Methods: An observational study was conducted using the Nationwide Readmission Database (NRD). Patients undergoing TAVR from 2011 to 2018 were included. Data was analyzed using multivariable logistic regression to determine outcomes of 30-day mortality and readmission between nonteaching and teaching hospitals.
Results: A total of 235,321 patients underwent TAVR during the study period. Patients undergoing TAVR at teaching hospitals presented with a higher frequency of baseline comorbidities compared to nonteaching hospitals.
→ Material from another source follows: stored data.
PR #319, opened 2021-06-04
[MINI-2898] upload mappings to appcenter 

khairul-alam-licon:
# Description
This PR aims to upload `mapping.txt` to AppCenter's Diagnostics option using circleci. 

# Links
- MINI-2898 

# Checklist

### DIFF
--- a/.circleci/config.yml
+++ b/.circleci/config.yml
@@ -2,7 +2,7 @@ version: 2.1
 
 orbs:
   android-sdk: rakutentech/android-sdk@0.2.1
-  app-center: rakutentech/app-center@0.1.3
+  app-center: rakutentech/app-center@dev:0.1.3
 
 commands:
   update-submodules:
@@ -115,31 +115,7 @@ workflows:
           file: mapping/staging/mapping.txt
           app: $APP_CENTER_APP_NAME
           token: $APP_CENTER_TOKEN
-          version-name: $APP_VERSION_NAME
-          version-code: 1
-          requires:
-            - android-sdk/build
-          filters:
-            branches:
-              only: master
-      - app-center/mapping:
-          name: deploy-test-app-release-mapping
-          file: mapping/release/mapping.txt
-          app: $APP_CENTER_APP_NAME
-          token: $APP_CENTER_TOKEN
-          version-name: $APP_VERSION_NAME
-          version-code: 1
-          requires:
-            - android-sdk/build
-          filters:
-            branches:
-              only: master
-      - app-center/mapping:
-          name: deploy-test-app-rc-mapping
-          file: mapping/rc/mapping.txt
-          app: $APP_CENTER_APP_NAME
-          token: $APP_CENTER_TOKEN
-          version-name: $APP_VERSION_NAME
+          version-name: $APP_CENTER_APP_NAME
           version-code: 1
           requires:
             - android-sdk/build
--- a/.circleci/config.yml
+++ b/.circleci/config.yml
@@ -2,7 +2,7 @@ version: 2.1
 
 orbs:
   android-sdk: rakutentech/android-sdk@0.2.1
-  app-center: rakutentech/app-center@0.1.2
+  app-center: rakutentech/app-center@0.1.3
 
 commands:
   update-submodules:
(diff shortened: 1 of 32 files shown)


.circleci/config.yml
```diff
@@ -110,3 +110,41 @@ workflows:
...
+            tags:
+              only: /^v.*/
+            branches:
+              ignore: /.*/
+      - app-center/mapping:
+          name: deploy-test-app-rc-mapping
+          file: mapping/rc/mapping.txt
+          app: $APP_CENTER_APP_NAME
+          token: $APP_CENTER_TOKEN
+          version-name: $APP_CENTER_APP_NAME
```
khairul-alam-licon, line 144: I'll have a separate PR to fix it after ensuring the uploading will work.

Climbatize (approved):

.circleci/config.yml
```diff
@@ -110,3 +110,41 @@ workflows:
           filters:
             branches:
               only: /^feature\/.*/
+      - app-center/mapping:
+          name: deploy-test-app-stg-mapping
+          file: mapping/staging/mapping.txt
+          app: $APP_CENTER_APP_NAME
+          token: $APP_CENTER_TOKEN
+          version-name: $APP_CENTER_APP_NAME
+          version-code: 1
```
corycaywood, line 119: Is this correct? Doesn't this mean that the mappings will all be uploaded to the same version?

khairul-alam-licon: Yeah, currently we are using `1` as default value for all `version-code` in appcenter.

.circleci/config.yml
```diff
@@ -2,7 +2,7 @@ version: 2.1
 
 orbs:
   android-sdk: rakutentech/android-sdk@0.2.1
```
munir-rakuten, line 4: @khairul-alam-licon @Climbatize  does this orb needs to be updated to cache the mapping file in circle ci? or its already added?

.circleci/config.yml
corycaywood: But is that going to cause problems between versions? Can App Center distinguish the mappings based on just the version name?

khairul-alam-licon: Yeah as the [official document](https://docs.microsoft.com/en-us/appcenter/diagnostics/android-deobfuscation) says to match it with build's Gradle configuration, but we are not changing `versionCode` but the `versionName` https://github.com/rakutentech/android-miniapp/blob/master/testapp/build.gradle#L13 🤔

.circleci/config.yml
corycaywood: That's a good point. I think it should work because it's already persisting the whole `output` folder to the workspace: https://github.com/rakutentech/android-buildconfig/blob/master/circleci/android-sdk/config.yml#L79

But I just noticed it looks like the path being passed to the mapping job is incorrect.

.circleci/config.yml
```diff
@@ -110,3 +110,41 @@ workflows:
           filters:
             branches:
               only: /^feature\/.*/
+      - app-center/mapping:
+          name: deploy-test-app-stg-mapping
+          file: mapping/staging/mapping.txt
```
corycaywood, line 115: Looks like these paths are incorrect. I think it should be `apk/staging/mapping.txt`?

The build job is persisting the artifacts to a folder named `apk`:
https://github.com/rakutentech/android-buildconfig/blob/master/circleci/android-sdk/config.yml#L81

khairul-alam-licon: Oh really? But, when I am building it locally, I can see the following path:

Screen Shot 2021-06-08 at 12 54 13

corycaywood: @khairul-alam-licon See the above link. When you persist to the workspace on CircleCI, you provide a path which it is persisted to. In this case, it's persisted to a folder `apk`. This is why the `appcenter/publish` jobs in this file are pointing to `apk/staging/testapp-staging.apk`.

munir-rakuten: @corycaywood if the persist the outputs in apk folder, then why there is no middle directories like `apk/apk/staging/testapp-staging.apk` or `apk/mapping/staging/mapping.txt`? just curious..

corycaywood: @munir-rakuten See the documentation for persist to workspace:
https://circleci.com/docs/2.0/configuration-reference/#persisttoworkspace

It's not very clear on the explanation, but basically it takes the `root/path` that you pass and persists it to `working_directory/path`

corycaywood (approved):
👍

PR #322, opened 2021-06-09
[MINI-2898] upgrade appcenter orb version

khairul-alam-licon:
# Description
- app-center orb needs to be upgraded to latest version e.g. `rakutentech/app-center@0.1.3`
- update `version-name` with right value

# Checklist


Climbatize (approved):
👌

build.gradle
```diff
@@ -110,4 +110,5 @@ tasks.withType(Test) {
 tasks.withType(JavaCompile) {
     options.fork = true
     options.incremental = true
+    systemProperty 'APP_VERSION_NAME', project.version
```
corycaywood, line 113: I don't think this will work - this property will only be available in the JVM and not to the shell environment. Also, the app center task doesn't run any gradle commands anyways, it just uses NPM.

Postprocedure complications such as myocardial infarction, arrhythmia, pneumonia, acute kidney injury, sepsis, stroke, and hemorrhage occurred more often at teaching centers (p < 0.001); translating to a higher rate of in-hospital mortality (2.27% vs. 1.99%, p = 0.006) and hospital cost ($48,300 vs. $44,900, p < 0.001) in teaching versus nonteaching hospitals. After adjusting for baseline characteristics and postoperative morbidity, in-hospital mortality (p = 0.095) and readmission rate (p = 0.420) on multivariable analysis were not statistically different between centers.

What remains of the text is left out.